Last but not least, all introductions to Attention networks require a little tour.

The below graph shows what inputs the model was focusing on when writing each individual letter.

Attention mechanism diagram

Attention mechanism essential

Global attention mechanism

Local attention mechanism

Self-attention mechanism

Hidden vectorIt is first passed to the full connection layer. And then calibrate the coefficientWill compare the output of the full connect layerAnd the trainable context vector U (randomly initialized), which are normalized by Softmax. The attention vector S can finally be the weighted sum of all the hidden vectors. The context vector can be interpreted as the best word represented on average. But when the model is faced with a new sample, it uses this knowledge to decide which word needs more attention. During training, the model updates the context vector through back propagation, that is, it adjusts its internal representation to determine what the optimal word is.
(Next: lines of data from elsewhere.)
PR #943, opened 2025-11-09
Refactor the ebpf frame data to be variable length

### LINKED ISSUE #940: Convert ebpf trace `struct frame` to variable length data
Due to historical reasons the ebpf sends frames in `struct Frame` defined in https://github.com/open-telemetry/opentelemetry-ebpf-profiler/blob/main/support/ebpf/types.h#L370.

Since recent refactoring, the symbolization and caching of these frames work now independently enough to make the ebpf sent frame data be interpreter specific variable length data.  This has several use cases already:
 - the V8 unwinder would have some performance benefits of being to send one additional pointer
 - the Ruby unwinder will need an additional pointer to carry accurate line numbers (see #931)
 - error frames do not use both 64-bit fields and would take less space
 - same is true for some Perl frames
 - I have also concept where native frames will work with one 64bit word

The current concept for implementation is:
 - remove `struct Frame` at https://github.com/open-telemetry/opentelemetry-ebpf-profiler/blob/main/support/ebpf/types.h#L370
 - replace the `struct Trace.frames ` in https://github.com/open-telemetry/opentelemetry-ebpf-profiler/blob/main/support/ebpf/types.h#L588-L593 with something like `uint64_t frame_data[MAX_FRAME_DATA]`. the idea could be that frames are one or more `uint64_t` values (for alignment, speed and simplicity as most values are preferably 64-bit)
 - the above `MAX_FRAME_DATA` is what limits the number of frames that can be captured. Set this to the maximum value the ebpf perf event can hold.
 - the whole set of `_push` helpers at https://github.com/open-telemetry/opentelemetry-ebpf-profiler/blob/main/support/ebpf/tracemgmt.h#L366 needs removal and refactoring.
 - the new format could be that each frame is minimum of one 64-bit header frame which consists of:
   - the header
     - 8-bit frame type
     - 7-bit `N`, the number of 64-bit frame type specific data to follow
     - 1-bit to indicate return frame
     - 48-bit frame-specific value (the interpreter plugin can use it as it sees fit)
   - `N` * 64-bit frame-specific value
 - the API could be simple as `_push_header` and `_push_data`, each ebpf interpreter can define its own helpers
 - Go side, `host.Trace.Frames` at https://github.com/open-telemetry/opentelemetry-ebpf-profiler/blob/main/host/host.go#L49 would need to be converted to `[]uint64`, this gets the data directly from the ebpf
 - the above could be even `[MAX_FRAME_DATA]uint64` in the `Trace` to avoid creating new slices. This woud require pooling the `host.Trace` so that we won't keep allocating them all the time, but reuse the few Trace instances that we create.
 - `tracer.loadBpfTrace` at https://github.com/open-telemetry/opentelemetry-ebpf-profiler/blob/main/tracer/tracer.go#L924 would just copy bytes
 - finally the `processmanager.HandleTrace` at https://github.com/open-telemetry/opentelemetry-ebpf-profiler/blob/main/processmanager/manager.go#L369 would need to know how to parse the header entry and walk the trace variable length frames, frame by frame. Finally the per-frame section of the `[]uint64` should be then used as the caching key, and be passed to `processmanager.convertFrame` which in turn passes them to `processmanager.symbolizeFrame` and then to `Interpreter.Symbolize`
 - each interpreter can the get the variable length blob and parse it as it sees fit

fabled:
Convert the ebpf frame structure to variable length interpreter specific data. This has the benefit of using less data for many frame types, but also allow sending more data if it benefits the interpreter.

Set the frame data maximum to 3kB uint64:s to allow large traces.
Update the tracer to do frame caching to not pressure GC too much.

fixes #940

### DIFF
--- a/processmanager/types.go
+++ b/processmanager/types.go
@@ -34,7 +34,10 @@ type elfInfo struct {
 
 // frameCacheKey is the LRU cache key for caching frames.
 type frameCacheKey struct {
-	data [4]uint64
+	// pid is the PID of the process if the frame had FRAME_FLAG_PID_SPECIFIC set
+	pid libpf.PID
+	// data is the frame data: frame header and the two first variable fields
+	data [3]uint64
 }
 
 // ProcessManager is responsible for managing the events happening throughout the lifespan of a
--- a/support/ebpf/frametypes.h
+++ b/support/ebpf/frametypes.h
@@ -35,8 +35,12 @@
 #define FRAME_MARKER_BEAM    0xC
 
 // Frame flags
+// Indicates that this frame is an error frame.
 #define FRAME_FLAG_ERROR          (1U << 0)
+// Indicates that this frame PC is a return address.
 #define FRAME_FLAG_RETURN_ADDRESS (1U << 1)
+// Indicates that the frame contains process specific addresses,
+// and the PID should be included in the caching key.
 #define FRAME_FLAG_PID_SPECIFIC   (1U << 2)
 
 // HotSpot frame subtypes stored in a bitfield of the trace->lines[]
--- a/support/ebpf/tracemgmt.h
+++ b/support/ebpf/tracemgmt.h
@@ -323,11 +323,11 @@ static inline EBPF_INLINE bool unwinder_unwind_frame_pointer(UnwindState *state)
 
 static inline EBPF_INLINE u64 frame_header(u8 frame_type, u8 flags, u8 length, u64 data)
 {
-  // frame format:
+  // frame header format (fixed size):
   //  #bits   usage
   //      4   frame type
   //      4   frame flags
-  //      4   number of 64-bit data entries
+  //      4   number of 64-bit 'variable' fields
   //     52   type specific data
   return ((u64)frame_type << 60) | ((u64)flags << 56) | ((u64)length << 52) | data;
 }
--- a/support/ebpf/types.h
+++ b/support/ebpf/types.h
@@ -574,8 +574,8 @@ typedef struct Trace {
   // The frame data of the stack trace. Each frame is variable length.
   // Frame is currently 2-3 entries long. This array size limits the
   // number of frames we can unwind, but also increases the memory
-  // needed for buffering everything. The 3kB entries here is choson
-  // to allow about 1024 frames long traces to be sent.
+  // needed for buffering everything. The 3kB entries here is chosen
+  // to allow about 1024 frames in a trace to be sent.
   u64 frame_data[3072];
 
   // NOTE: both send_trace in BPF and loadBpfTrace in UM code require `frame_data`
--- a/processmanager/manager.go
+++ b/processmanager/manager.go
@@ -340,9 +340,9 @@ func (pm *ProcessManager) HandleTrace(bpfTrace *libpf.EbpfTrace) {
 		oldLen := len(trace.Frames)
 		key := frameCacheKey{}
 		if frame.Flags().PIDSpecific() {
-			key.data[0] = uint64(pid)
+			key.pid = pid
 		}
-		copy(key.data[1:], frame)
+		copy(key.data[:], frame)
 		if cached, ok := pm.frameCache.GetAndRefresh(key, frameCacheLifetime); ok {
 			// Fast path
 			cacheHit++


support/ebpf/types.h
```diff
@@ -586,11 +549,11 @@ typedef struct Trace {
   u64 offtime;
 
   // The frames of the stack trace.
-  Frame frames[MAX_FRAME_UNWINDS];
+  u64 frame_data[3072];
```
dalehamel, line 579: I think it would be good to also add a check to the size of the overall PerCPURecord struct, which seems to be `32768`, eg:


```
// https://github.com/torvalds/linux/blob/e9a6fb0bcdd7609be6969112f3fbfcce3b1d4a7c/include/linux/percpu.h#L24C39-L24C47
_Static_assert(sizeof(PerCPURecord) <= (32 << 10), "Per CPU record too large")
```

AFAICT, this is where the limit for a per cpu record is defined:

https://github.com/torvalds/linux/blob/e9a6fb0bcdd7609be6969112f3fbfcce3b1d4a7c/include/linux/percpu.h#L24C39-L24C47

And here is where the check seems to happen:

https://github.com/torvalds/linux/blob/4ea7c1717f3f2344f7a1cdab4f5875cfa89c87a9/kernel/bpf/arraymap.c#L77-L79

 
 I validated this (on main) by increasing the size of the Frame buffer. It is able to load the program with a frame buffer size of 1285, and a total size of exactly 32 << 10
 
 ```
 time=2025-11-10T12:59:37.444-05:00 level=WARN msg="per_cpu_records, PerCPUArray(keySize=4, valueSize=32768, maxEntries=1, flags=0)"
 ```
 
 but fails with 1286:
 ```
 time=2025-11-10T13:00:30.257-05:00 level=WARN msg="per_cpu_records, PerCPUArray(keySize=4, valueSize=32792, maxEntries=1, flags=0)"
time=2025-11-10T13:00:30.258-05:00 level=ERROR msg="Failed to start agent controller: failed to load eBPF tracer: failed to load eBPF code: failed to load eBPF maps: failed to load per_cpu_records: creating map: map create: cannot allocate memory"
```
 
 
This buffer is the largest factor in that, taking up 24576 bytes, but we still have some room to potentially increase this (though, should leave room for additions to other struct members of PerCPURecord)

File: support/ebpf/frametypes.h [hunk 2]
```diff
@@ -36,9 +32,10 @@
 // Indicates a Go frame
 #define FRAME_MARKER_GO      0xB
 
-// Indicates a frame containing information about a critical unwinding error
-// that caused further unwinding to be aborted.
-#define FRAME_MARKER_ABORT (0x7F | FRAME_MARKER_ERROR_BIT)
+// Frame flags
+#define FRAME_FLAG_ERROR          1
+#define FRAME_FLAG_RETURN_ADDRESS 2
+#define FRAME_FLAG_PID_SPECIFIC   4
```
fabled: This `FRAME_FLAG_PID_SPECIFIC` could be omitted, and be moved back to a frame type switch in the Go code if preferred.

support/ebpf/types.h
fabled: Added in [66ddffc](https://github.com/open-telemetry/opentelemetry-ebpf-profiler/pull/943/commits/66ddffcb4d442d9ef295c40e710a6c3cdf4c7b85)

support/ebpf/tracemgmt.h
```diff
@@ -319,72 +319,74 @@ static inline EBPF_INLINE bool unwinder_unwind_frame_pointer(UnwindState *state)
...
+    return NULL;
+  }
+  trace->frame_data_len += frame_size;
+  // frame format:
+  //  #bits   usage
+  //      4   frame type
+  //      4   frame flags
+  //      4   number of 64-bit data entries
+  //     52   type specific data
+  pos[0] = frame_header(frame_type, frame_flags, frame_size, frame_data);
```
dalehamel, line 357: I am a bit confused about the usage of `frame_data`. It looks like the dotnet interpreter passes the pc value through here to `ef.Data()`, but other interpreters like python and ruby don't make use of this, push 0 there, and store their in the data `ef.Variable(n)` area instead.

Why treat these separately? The main distinction seems to be that Variables can be a full 64 bits, and Data is limited to 52 bits. Either can store a memory address on pretty much any modern 64 bit system with a standard configuration, so where do we choose to use the 52 bit `.Data` storage, and where do we use the 64 bit `.Variable(n)` storage? Is `Data` basically what we use if we don't need any other values, but `Variable(n)` is the way to extend the size of a Frame with additional variables for the interpreter?

If so, then some of the other interpreters could probably have even less buffer usage by pushing some actual data into the frame. For example, this would bring the total frame size  of the current ruby interpreter implementation from 24 bytes down to 16 bytes if we made use of it, and it also looks like python and some others could benefit as well. However, they are no worse off than the current implementation, which is uses a full 24 bytes either way.

support/ebpf/ruby_tracer.ebpf.c
```diff
@@ -26,9 +26,15 @@ struct ruby_procs_t {
 #define RUBY_FRAME_FLAG_LAMBDA  0x0100
 
 // Record a Ruby frame
-static EBPF_INLINE ErrorCode push_ruby(Trace *trace, u64 file, u64 line)
+static EBPF_INLINE ErrorCode push_ruby(UnwindState *state, Trace *trace, u64 file, u64 line)
 {
-  return _push(trace, file, line, FRAME_MARKER_RUBY);
+  u64 *data = push_frame(state, trace, FRAME_MARKER_RUBY, FRAME_FLAG_PID_SPECIFIC, 0, 2);
```
dalehamel, line 31: could we pass file or data here instead of 0, and reduce our buffer usage? I don't think either will exceed 52 bits.

support/ebpf/types.h
```diff
@@ -595,11 +558,11 @@ typedef struct Trace {
...
```
dalehamel, line 579: Maybe this value should be moved above to a `#define` with some comments explaining the logic behind the value chosen here. My guess is 3072 = 1024 * 3, as that would been the size of the frame buffer had #908 landed, so his means "Room for 1024 frames, each with 3 x 64 bit values", as the frame struct was previously 3 x64 bit values.

support/ebpf/python_tracer.ebpf.c
```diff
@@ -25,9 +25,15 @@ struct py_procs_t {
 } py_procs SEC(".maps");
 
 // Record a Python frame
-static EBPF_INLINE ErrorCode push_python(Trace *trace, u64 file, u64 line)
+static EBPF_INLINE ErrorCode push_python(UnwindState *state, Trace *trace, u64 file, u64 line)
 {
-  return _push(trace, file, line, FRAME_MARKER_PYTHON);
+  u64 *data = push_frame(state, trace, FRAME_MARKER_PYTHON, FRAME_FLAG_PID_SPECIFIC, 0, 2);
```
dalehamel, line 30: Likewise, can we save a value by putting either file or line in the frame data?

support/ebpf/tracemgmt.h
```diff
@@ -319,72 +319,74 @@ static inline EBPF_INLINE bool unwinder_unwind_frame_pointer(UnwindState *state)
...
+  //      4   frame flags
+  //      4   number of 64-bit data entries
+  //     52   type specific data
+  return ((u64)frame_type << 60) | ((u64)flags << 56) | ((u64)length << 52) | data;
 }
 
-// Push the file ID, line number and frame type into FrameList
-static inline EBPF_INLINE ErrorCode
-_push_with_return_address(Trace *trace, u64 file, u64 line, u8 frame_type, bool return_address)
+// Determine if the trace has still spave to unwind frames.
```
dalehamel: Since this API is changing, I think a more detailed comment on the new API here would be useful, detailing:

- The intended usage of frame flags
- How and to use frame_data to store a value
- What frame_varlen is for
- What is returned, explicitly stating that the caller must check if the returned value is nil or not, and that nil means that there was no room left for the variable lengthed additional data

Some of this is evident from your changes here, but I think summarizing it will be helpful for future developers picking this up.

dalehamel (commented):
Looking great, a few comments about usage and documentation, and some potential optimizations. Thanks so much for this, it'll help unblock #907

support/ebpf/python_tracer.ebpf.c
fabled: I was thinking this to be a more mechanical and change only the trivial ones. If changing these, the variables should be renamed on the helper, and possibly some of the construction logic moved to the helper.
For instance here:
- `lineno` is two 32-bit values encoded and would lose data.
- `file` is a `py_codeobject` pointer and could probably work.

But we also have not so far put plain pointers to short space like this earlier. (We have used the low bits if we knew its e.g. 8 byte aligned pointer).

I'm thinking it should be a separate PR If we do start cropping pointers with assumptions about the memory address space like here.

support/ebpf/ruby_tracer.ebpf.c
fabled: I believe you will rework this soon. So I was trying to avoid refactoring/review time usage here. And again, the pointer hack we have not made yet, which I think should be separate PR if done.

Looking at ruby code, there's `iseq_body` and `pc` passed currently. I am not sure what was the third field you needed, perhaps `iseq_encoded`? If so, I think we could even just pass one pointer, and two offsets? Maybe those two offsets could even together fit into the 52 bit "data" field?

support/ebpf/types.h
```diff
@@ -595,11 +558,11 @@ typedef struct Trace {
...
 
-  // NOTE: both send_trace in BPF and loadBpfTrace in UM code require `frames`
-  // to be the last item in the struct. Do not add new members here without also
-  // adjusting the UM code.
+  // NOTE: both send_trace in BPF and loadBpfTrace in UM code require `frame_data`
+  // to be the last item in the struct. When sending as a perf event, only the
+  // 'frame_data_len' elements of 'frame_data' are sent.
 } Trace;
```
florianl, line 585: As `Trace` changes, can we add a compile time check to make sure it will not exceed a certain size that can be handled by perf events?

```
_Static_assert(
    sizeof(Trace) <= 4096,
    "ERROR: Trace structure is too large."
);
```

4096 is used here just as an example.

support/ebpf/types.h
florianl, line 579: Can we add some comment to 3072 why this number is chosen over something else?

support/ebpf/ruby_tracer.ebpf.c
dalehamel: @fabled yeah let's just leave it for now, i'll rework it soon. The third address is something added in my PR (the iseq address of the CME)

support/ebpf/python_tracer.ebpf.c
dalehamel: Fair enough, this is a big enough change!

support/ebpf/types.h
dalehamel: @florianl i'm not sure that is necessary, there already is the static assert on PerCPURecord that encapsulates this since Trace is a member of it.

The actual assertion is on 32 << 10 bytes for the whole record, so but there are other members beyond the trace, so what value would we use just for trace? I think the other assertion captures it well enough.

florianl: iirc memory requirements and limits are different for PerCPURecord compared to perf. so the motivation would be to make sure we don't break perf by accident, even if it still fits into PerCPURecord.

dalehamel: > iirc memory requirements and limits are different for PerCPURecord compared to perf. so the motivation would be to make sure we don't break perf by accident, even if it still fits into PerCPURecord.

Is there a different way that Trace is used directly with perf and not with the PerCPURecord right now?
PR #945, opened 2025-11-09
Remove usage of sort.Slice with slices.SortFunc or something better

fabled:


times/times.go
```diff
@@ -143,18 +142,16 @@ func getBootTimeUnixNano() int64 {
...
-		if dj < 0 {
-			dj = -dj
+	// Find the index with minimal time delta
+	md := int64(^uint64(0) >> 1)
+	mi := 0
+	for i := range samples {
+		delta := samples[i].t2.UnixNano() - samples[i].t1.UnixNano()
+		if delta < md {
+			md = delta
+			mi = 0
```
rogercoll:
```suggestion
			mi = i
```

I think `mi` is not being updated

times/times.go
```diff
@@ -143,18 +142,16 @@ func getBootTimeUnixNano() int64 {
...
-	sort.Slice(samples, func(i, j int) bool {
-		di := samples[i].t2.UnixNano() - samples[i].t1.UnixNano()
-		dj := samples[j].t2.UnixNano() - samples[j].t1.UnixNano()
-		if di < 0 {
-			di = -di
-		}
-		if dj < 0 {
-			dj = -dj
+	// Find the index with minimal time delta
+	md := int64(^uint64(0) >> 1)
```
rogercoll:
```suggestion
	md := int64(^uint64(0) >> 1) // same as math.MaxInt64
```

times/times.go
```diff
@@ -143,18 +142,16 @@ func getBootTimeUnixNano() int64 {
...
-		if di < 0 {
-			di = -di
-		}
-		if dj < 0 {
-			dj = -dj
+	// Find the index with minimal time delta
+	md := int64(^uint64(0) >> 1) // same as math.MaxInt64
+	mi := 0
+	for i := range samples {
+		delta := samples[i].t2.UnixNano() - samples[i].t1.UnixNano()
```
christos68k, line 149: This is better in that we're now O(n) but we also changed the behavior and don't use absolute delta (to take into account edge cases where t2 < t1). The following maintains the previous behavior:

```suggestion
		delta := samples[i].t2.UnixNano() - samples[i].t1.UnixNano()
		if delta < 0 {
			delta = -delta
		}
```

times/times.go
```diff
@@ -143,18 +142,16 @@ func getBootTimeUnixNano() int64 {
...
+			md = delta
+			mi = i
 		}
-		return di < dj
-	})
-
+	}
 	// This should never be negative, as t1.UnixNano() >> ktime
-	return samples[0].t1.UnixNano() - samples[0].ktime
+	return samples[mi].t2.UnixNano() - samples[mi].ktime
```
christos68k:
```suggestion
	return samples[mi].t1.UnixNano() - samples[mi].ktime
```

christos68k (approved):

PR #946, opened 2025-11-09
Remove LoaderInfo.Gaps, resolve that in v8 using elfehframetable

fabled:
In most cases, trying to extract the gaps is futile work, and may use some extra memory. Do the work only for V8 using elfehframetable.


interpreter/nodev8/v8.go
```diff
@@ -2094,6 +2095,41 @@ func (d *v8Data) readIntrospectionData(ef *pfelf.File) error {
...
+	if err != nil {
+		return util.Range{}
+	}
+
+	for prevEnd := uintptr(addr); prevEnd - uintptr(addr) < 1024; ndx++ {
+		fde, err := eft.DecodeIndex(ndx)
+		if err != nil {
+			return util.Range{}
+		}
+		// Check that there is a a large gap.
```
christos68k:
```suggestion
		// Check that there is a large gap.
```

Self Attention is very different from traditional Attention mechanics: Traditional Attention is based on the source end and target end of the hidden state (hidden state) to calculate Attention, the result is the source end of each word and the target end of each word dependency. But Self Attention is different, it is carried out in the source end and the target end respectively, only the Self Attention which is related to the source input or the target input itself, captures the dependency between the words of the source end or the target end. Then add the self Attention of the source end to the Attention of the target end to capture the dependencies between the source end and the target end. So self Attention works better than the traditional Attention mechanism, and one of the main reasons is that the traditional Attention mechanism ignores word-to-word dependencies in the source and target sentences. Self Attention can not only obtain the dependencies between the source end and the target end, but also effectively obtain the dependencies between the source end and the target end

Hierarchical attention mechanism

In this framework, the self-attention mechanism is used twice: at the word level and at the sentence level. This approach is important for two reasons. The first is that it matches the natural hierarchical structure of the document (word-sentence-document). Second, it allows the model to determine first which words are important in the sentence and then which sentences are important in the document in the process of calculating the document code.

If you’re still confused or want to know more, please follow my blog at Wangjiang ARTIFICIAL Think Tank or contact me at GitHub.

I’ll post the experiment on my GitHub when I’m done with the attention mechanism.